Context Engineering is the discipline of deciding what information goes into the model’s context window and how it’s structured. This determines output quality more than the model choice or the prompt. A mediocre model with excellent context outperforms a frontier model with poor context. Context engineering involves retrieval strategies, token budget management, context compression, and the organizational discipline of maintaining machine-readable documentation. It’s covered in Part II.
Agent Authorization is the discipline of deciding what the agent is allowed to do. Traditional role-based access control doesn’t work for agents because agents need fine-grained, context-dependent, delegatable permissions. An agent working on a frontend task shouldn’t have access to database migration tools. An agent that’s been running for two hours without human check-in should have its permissions automatically narrowed. Google’s Zanzibar model, adapted for agents via systems like OpenFGA, is the most promising approach. It’s covered in Part III.
Agent Observability is the discipline of tracing what the agent did, why it did it, and what it cost. Standard application monitoring captures request/response pairs. Agent observability needs to capture decision chains - the model chose to call tool A, observed result B, decided to call tool C, and so on. OpenTelemetry is extending to cover these semantics, but the tooling is still maturing. It’s covered in Part V.
Agent Orchestration is the discipline of how agents coordinate, delegate, and recover from failures. This is distributed systems engineering applied to AI. The same problems that plague microservices - partial failures, network partitions, consistency guarantees - apply to multi-agent systems, with the added complexity that agents are non-deterministic. It’s covered in Part VI.

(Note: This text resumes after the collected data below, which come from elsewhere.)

PR #643, opened 2018-09-13
Issue 595 normalize startup behavior

### LINKED ISSUE #595: Normalize startup behavior when a stored server params for pulling aren't good
#### Software versions 
Briefcase v1.11.2

#### Problem description
After a user pulls forms from a server and exits Briefcase (provided she has toggled the "remember passwords" option), the next launch could fail:
1. The saved credentials could have changed server-side
2. The related granted permissions could have changed server-side
3. The server could be malfunctioning
4. There could be some networking problem
5. The server could be non-responding

When Briefcase is starting up, it will try to use the saved server params to preload the UI with its available forms.

- In scenarios 1, 2, and 3, the server will respond with a non-success (2xx) HTTP status. This will produce an empty forms list which can be confusing for the user.
- In scenarios 4, and 5, there will be a connection timeout, which will produce a program failure.

To reproduce scenarios 1, or 2, you can create a new user in Aggregate and change its password and/or granted permissions between Briefcase runs.

To reproduce scenario 5, you can stop Aggregate between Briefcase runs.

Scenarios 3, and 4 are hard to test and won't really help to triangulate the problem (scenarios 1, 2, and 5 should be enough).

#### Expected behavior
When there's any problem with a saved server conf, the server conf should be removed from prefs and the UI should be reset (no set server params, no forms on the table).

Optionally, we could show the user a dialog telling her about what just happened. Something like "The saved Pull source has been removed due to errors while trying to load the list of forms. This could be due to changes to the saved credentials, or to a problem at the source. Please, set your Pull source again."

#### Other information 
#591 introduces the changes to avoid the program's failure on scenarios 4, and 5.

ggalmazor:
Closes #595

I've manually verified each scenario described in the issue:
- When user credentials change between Briefcase launches
- When the server somehow malfunctions or it's missing

This continues the work started by @dcbriccetti and @jpknox to avoid failures and provide users with options and feedback when something goes wrong.

- Users should expect an error dialog whenever there's an error while reloading (or preloading, if Briefcase is starting) forms from a configured source.
- The underlying errors should appear on the logs
- No sentry events should be sent due to this errors.

No.


src/org/opendatakit/briefcase/ui/pull/PullPanel.java
```diff
@@ -75,17 +78,28 @@ public PullPanel(TransferPanelForm view, TransferForms forms, BriefcasePreferenc
         updateActionButtons();
       } catch (HttpException e) {
         log.warn("Unable to get form list from {}: {}", source.getDescription(), e.toString());
+        new SwingWorker() {
```
dcbriccetti: It’s not clear to me why you’re using another thread here. What happens when you simply call showMessageDialog?  Perhaps a comment? The commit message, `- On startup, we need to launch it into a background thread to avoid blocking the UI.` suggests (to me) you’re doing the `getFormList` in another thread, but you aren’t.

src/org/opendatakit/briefcase/ui/reused/UI.java
```diff
@@ -64,6 +68,33 @@ public static JButton cellWithButton(JTable table, Object value, boolean isSelec
...
+  public static void infoMessage(String message) {
+    infoMessage(APP_NAME, message, false);
+  }
+
+  public static void infoMessage(String title, String message, boolean nonBlocking) {
+    if (nonBlocking) {
+      new SwingWorker() {
+        @Override
+        protected Object doInBackground() {
+          JOptionPane.showMessageDialog(buildDialogParent(), message, title, PLAIN_MESSAGE);
```
dcbriccetti: Aren’t you violating this? https://docs.oracle.com/javase/7/docs/api/javax/swing/package-summary.html#threading

src/org/opendatakit/briefcase/ui/pull/PullPanel.java
ggalmazor: Thanks! I'll add a comment.

Swing's threading model is kind of broken and if I don't do that it will show the dialog before rendering the main frame, which is really confusing.

This way, the main frame gets rendered and the error dialog shows on top.

ggalmazor:
Thanks for the review, @dcbriccetti! I've changed the `UI` following your suggestions.

dcbriccetti:
I think this is happening at the wrong time. I started Briefcase with my Briefcase directory having been deleted.
screen shot 2018-09-17 at 8 36 29 am

ggalmazor:
I'll fix those caps. 

I think you're getting to that state because you've still got the prefs saved from a previous session. A clean reset involved deleting the Briefcase Storage directory *and* clearing the prefs with the CLI `-c` flag.

dcbriccetti:
Did you consider, in the PullPanel constructor, doing *this* inside a SwingWorker?
`forms.load(source.getFormList());`
That would allow the JFrame to initialize and you could skip the dialog threading shenanigans.

ggalmazor:
But then I'd have to run all the `try` block inside the worker, right?

I don't like how asymmetric the code would result comparing to the `view.onSource` callback defined after that. It's the same operation, but without the SwingWorker stuff and we don't have to worry about threading because it's always executed as a result of a UI interaction event.

Actually, what I really want to do is a good-old `view.onReady(callback)`, I could hide the Swing Worker stuff in there. What do you think?

Also, since this is a void operation, would it make sense to use `invokeLater` instead?

dcbriccetti:
I’m working on some code for you.

dcbriccetti:
Here’s what I recommend. What do you think?
https://github.com/dcbriccetti/briefcase/commit/0e8468533e2a682ec16bbdd194a2a1815ed5e091

ggalmazor:
Thanks for the code examples! I'll study them.

ggalmazor:
@dcbriccetti I've just checked that using a null parent for the dialog won't put the dialog on top on Mac :(

ggalmazor:
> Here’s what I recommend. What do you think? dcbriccetti@9d0c5e7?w=1

If I understand correctly, a SwingWorker distributes an operation to the correct threads for each thing:

- Current thread: The execute() method is called on this thread. It schedules SwingWorker for the execution on a worker thread and returns immediately. One can wait for the SwingWorker to complete using the get methods.
- Worker thread: The doInBackground() method is called on this thread. This is where all background activities should happen. To notify PropertyChangeListeners about bound properties changes use the firePropertyChange and getPropertyChangeSupport() methods. By default, there are two bound properties available: state and progress.
- Event Dispatch Thread: All Swing related activities occur on this thread. SwingWorker invokes the process() and done() methods and notifies any PropertyChangeListeners on this thread.

  (copied from this [post](https://www.codementor.io/isaib.cicourel/swingworker-in-java-du1084lyl))

Some extra context:
- The only block that will ever run outside the EDT is the PullPanel constructor, and that's why it's important to launch the dialog with `invokeLater()`, which ensures that it will run on the EDT. (same happens with all the other components' constructors)

- The method `sources.getFormList()` can become a long-running process that could block the UI, and that's why we want to launch it in another thread.

- We have the same problem with other long-running processes:
  - Exporting forms
  - Pulling forms
  - Pushing forms
  - Maybe even refreshing the forms cache

- The same problem exists in the context of the CLI

I'm hesitant to couple ourselves to Swing to solve our concurrency needs. 
- We know we wouldn't be able to use it on the CLI, forcing us to solve the same problem twice, using different stacks.
- We know that Swing's threading model is kinda old and wrong: it's not thread-safe 
 and it feels like everything depends on not forgetting to use SwingWorkers and invokeLaters. It doesn't take complexity away and [threading is hard](https://www.google.es/search?q=threading+is+hard&oq=threading+is+hard&aqs=chrome..69i57j0l5.3382j0j7&sourceid=chrome&ie=UTF-8). I'd prefer a more safer & closed system that "just works the way we want" (the UI class is one example of this).
- Briefcase needs a longstanding revamp of its concurrent code to take advantage of modern Java8 features like `CompletableFutures`. Maybe this could be a first run at this.

ggalmazor:
@dcbriccetti, I think I've improved the code ensuring that all UI side-effects run on the EDT and all long-running processes run in a background thread (using CompletableFuture). What do you think?

src/org/opendatakit/briefcase/ui/reused/UI.java
```diff
@@ -72,62 +72,48 @@ public static JButton cellWithButton(JTable table, Object value, boolean isSelec
...
-  public static void errorMessage(String title, String message, boolean blockUI) {
-    openDialog(blockUI, () -> JOptionPane.showMessageDialog(buildDialogParent(), buildScrollPane(message), title, ERROR_MESSAGE));
+  public static void errorMessage(String title, String message) {
+    openDialog(() -> JOptionPane.showMessageDialog(buildDialogParent(), buildScrollPane(message), title, ERROR_MESSAGE));
   }
 
-  private static void openDialog(boolean blockUI, Runnable dialog) {
-    if (blockUI)
+  private static void openDialog(Runnable dialog) {
+    if (SwingUtilities.isEventDispatchThread())
```
dcbriccetti: Ah, nice.

src/org/opendatakit/briefcase/ui/pull/PullPanel.java
```diff
@@ -69,30 +68,30 @@ public PullPanel(TransferPanelForm view, TransferForms forms, BriefcasePreferenc
...
       Source.clearAllPreferences(tabPreferences);
       source.storePreferences(tabPreferences, getStorePasswordsConsentProperty());
-      try {
-        forms.load(source.getFormList());
+      source.getFormList().thenAccept(formList -> {
+        forms.load(formList);
         view.refresh();
         updateActionButtons();
-      } catch (HttpException e) {
+      }).onError(cause -> {
```
dcbriccetti: My example eliminated this duplication, and I think doing that is important.

src/org/opendatakit/briefcase/ui/pull/PullPanel.java
```diff
@@ -72,11 +72,9 @@ public PullPanel(TransferPanelForm view, TransferForms forms, BriefcasePreferenc
...
         view.refresh();
         updateActionButtons();
-      }).onError(e -> {
-        log.warn("Unable to get form list from {}", source.getDescription(), e);
-        // We need to launch the dialog in the background because,
-        // at this point, the main frame won't be rendered yet
-        errorMessage("Error Preloading Forms", "We haven't been able to preload forms using the saved source. Try reloading it or reset it, please.");
+      }).onError(cause -> {
+        log.warn("Unable to load form list from {}", source.getDescription(), cause);
+        errorMessage("Error Loading Forms", "We haven't been able to load forms using the saved source. Try reloading it or reset it, please.");
```
dcbriccetti: Did you consider my rewording here?

dcbriccetti:
@ggalmazor, I like how you keep the big picture in mind. I like your plan, and will take a closer look at the code later.

ggalmazor:
Awesome! Your suggestions about the JavaDocs and the error messages are in. I've only changed the adjective from "saved" to "configured", since the message has to work in both contexts: first launch and whenever someone hits reload.

dcbriccetti:
About the split infinitives: I generally don’t care about the old rule against them, but this one is split quite far.

src/org/opendatakit/briefcase/ui/reused/UI.java
```diff
@@ -69,7 +69,7 @@ public static JButton cellWithButton(JTable table, Object value, boolean isSelec
   }
 
   /**
-   * Pops an informative dialog up with some sensible defaults:
+   * Pops up an informative dialog with some sensible defaults:
```
dcbriccetti: Now yer talkin’.

src/org/opendatakit/briefcase/ui/pull/PullPanel.java
```diff
@@ -119,7 +119,7 @@ private void onSource(TransferPanelForm view, TransferForms forms, Source<?> sou
       updateActionButtons();
     }).onError(cause -> {
       log.warn("Unable to load form list from {}", source.getDescription(), cause);
-      errorMessage("Error Loading Forms", "We haven't been able to load forms using the saved source. Try reloading it or reset it, please.");
+      errorMessage("Error Loading Forms", "Briefcase hasn’t been able to load forms using the configured source. Try Reload or Reset.");
```
dcbriccetti: Sorry I didn’t think of this earlier, but “hasn’t been able to” suggests repeated attempts. I suggest “Briefcase wasn’t able to ...”.

ggalmazor:
Thanks, @dcbriccetti! I'll change that "hasn't been" and will squash some little commits to make it ready for merging

ggalmazor:
I've squashed all the UI work to save all the back and forths. Now the git history is a little bit more useful, I think :)

kkrawczyk123:
I have verified on Ubuntu, MacOS and Windows scenarios 1,2 and 5 form the issue. Everything worked as described.  On Windows I can see a bit worse dialog than on other systems, screenshot attached:
screenshot from 2018-10-04 10-41-29
I am also not very convinced about suggesting users to use Reload button in that case as they can click, click and click on it and it won't work anyway in situations like that and eventually, they will have to use a Reset button. 

kkrawczyk123:
Successful retesting, so

lognaturel:
@ggalmazor For all these PRs that are approved and verified, I think it makes most sense for you to do the merging because you are more aware of where there may be conflicts and what the best order would be!

ggalmazor:
OK!

Since we've already release v1.12.2, now we should start merging these, right?

lognaturel:
Yep, whenever you want!  🎉 Was about to start doing it but realized it'd be safer for you to pick the order and since someone has approved them, it's totally fine for you to merge from a process standpoint.

ggalmazor:
OK, tomorrow I'll proceed with The Big Merge aka Mergepocalipsis aka The Mergeoning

Human-Agent Collaboration is the discipline of how humans and agents work together without burning out the humans. This is the least technical and most important discipline. The research on AI fatigue is clear: teams that adopt agents without changing their workflows experience higher burnout, not lower. The Conductor Model - where engineers direct agents rather than doing the work themselves - is the organizational pattern that makes agent adoption sustainable. It’s covered in Part VII.

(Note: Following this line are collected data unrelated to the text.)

PR #649, opened 2018-09-25
Issue 616 split choice lists ui

### LINKED ISSUE #616: Add option to split select multiples to export UI
#577 added the functionality to the command line and it would be helpful to also have in the UI.

ggalmazor:
Closes #616 

Manually tested different scenarios of main/override export conf settings for the new "split select multiples" fields.

This PR follows the same patterns as with other overridable boolean export conf params.

Now users should be able to enable splitting select multiple fields into their output CSV export files.

https://github.com/opendatakit/docs/pull/842


yanokwa:
Your PR says this doesn't require an update to docs. That seems unlikely. We'll probably want to add some language around what we split, no?

ggalmazor:
Oh, you're right! We've started explaining export conf params in https://github.com/opendatakit/docs/pull/842

I'll add a bullet point there

ggalmazor:
I've included some language normalization to this PR, because there was a confusing mix of "explode", "split", "choice list", "select multiples", and "multiple selects".

Now everything says "split multiple selects".

This includes the CLI flag, which has changed from `-ssm` and `--split-select-multiples` to `-sms` and `--split-multiple-selects`.

I think we can afford this since this is a recent new feature in v1.12.0.

lognaturel:
I apologize for introducing the rather violent "explode." Agreed "split" is good.

Overall, this looks good to me. 

> I think we can afford this since this is a recent new feature in v1.12.0.

I'm on the fence about this. If someone did start using it as part of a script, the change would be breaking. That said, it's not documented yet so this probably wouldn't affect a ton of people. I think we should perhaps have the policy to add analytics events for new features so we can tell with certainty whether they're used or not. We've started doing that in Collect and it's really helpful for making decisions like this.

I tend to call the constructs "select multiples" because that matches the `select_multiple` type name in XLSForm. Docs seem to [call them "multi select"](https://docs.opendatakit.org/form-question-types/#multi-select-widget). What makes you prefer "multiple select" to "select multiple", @ggalmazor? I guess I don't really have a super strong feeling here but it'd be good to make a principled choice and then try to be consistent elsewhere.

I don't know how relevant this is but it bothers me slightly that `sms` has meaning. I don't think Briefcase will ever do anything related to text messages but still wanted to call it out.

ggalmazor:
Thanks, @lognaturel!

I liked "explode"! :)

I used "split multiple selects" in the UI because "split select multiples" didn't sound right to my non-English-native ears. Then I tried to get everything conforming to what users see on the UI. I could have gone the other way and use what we were showing on the CLI as well.

I think you're right and we should keep it so that it forms `ssm` on the CLI. I'll change everything to "split select multiples".

ggalmazor:
I've changed language to "split select multiples" and I've dropped the commit that made the change to the CLI flag. Now it remains `-ssm` and `--split_select_multiples`

kkrawczyk123:
**Testes with success!**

Each of these disciplines has its own failure modes, its own best practices, and its own maturity curve. Together, they form the discipline of agentic engineering.
The stack
The agentic engineering stack has six layers, each building on the one below. At the bottom is the model layer - the frontier LLMs that provide reasoning capability. Above that is the context layer - the retrieval, compression, and structuring systems that feed information to models. The protocol layer sits next - MCP for tool integration, A2A for agent communication, AGENTS.md for codebase onboarding. The orchestration layer manages agent loops, multi-agent coordination, and memory. The security layer spans the entire stack - authorization, sandboxing, prompt injection defense, and audit logging. At the top is the human layer - the team practices, review processes, and organizational patterns that make everything work.
Most teams start at the top (pick a coding agent, start using it) and work down (realize they need security, then observability, then context engineering). The teams that succeed start at the bottom and work up. This guide follows that bottom-up order.